Dataset records -

^^^^^^^^^^^^^^^^

PR #1817, opened 2026-05-27
Tweak some docs.

xStrom:
* Improved the documentation around the compose pass so that it more accurately reflects reality.
* Migrated some older box model related docs to the newer more precise terms defined in Masonry concepts.
* Replaced misleading use of the term "property" used to reference state that is not related to Masonry properties.
* Fixed a misleading doc link for IME.


RagibHasin (approved):
Looks alright.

^^^^^^^^^^^^^^^^

WHAT YOU HAVE TO DO - When you reach the end of the data, retype all of it exactly.

FINAL ANSWER -
PR #1817, opened 2026-05-27
Tweak some docs.

xStrom:
* Improved the documentation around the compose pass so that it more accurately reflects reality.
* Migrated some older box model related docs to the newer more precise terms defined in Masonry concepts.
* Replaced misleading use of the term "property" used to reference state that is not related to Masonry properties.
* Fixed a misleading doc link for IME.


RagibHasin (approved):
Looks alright.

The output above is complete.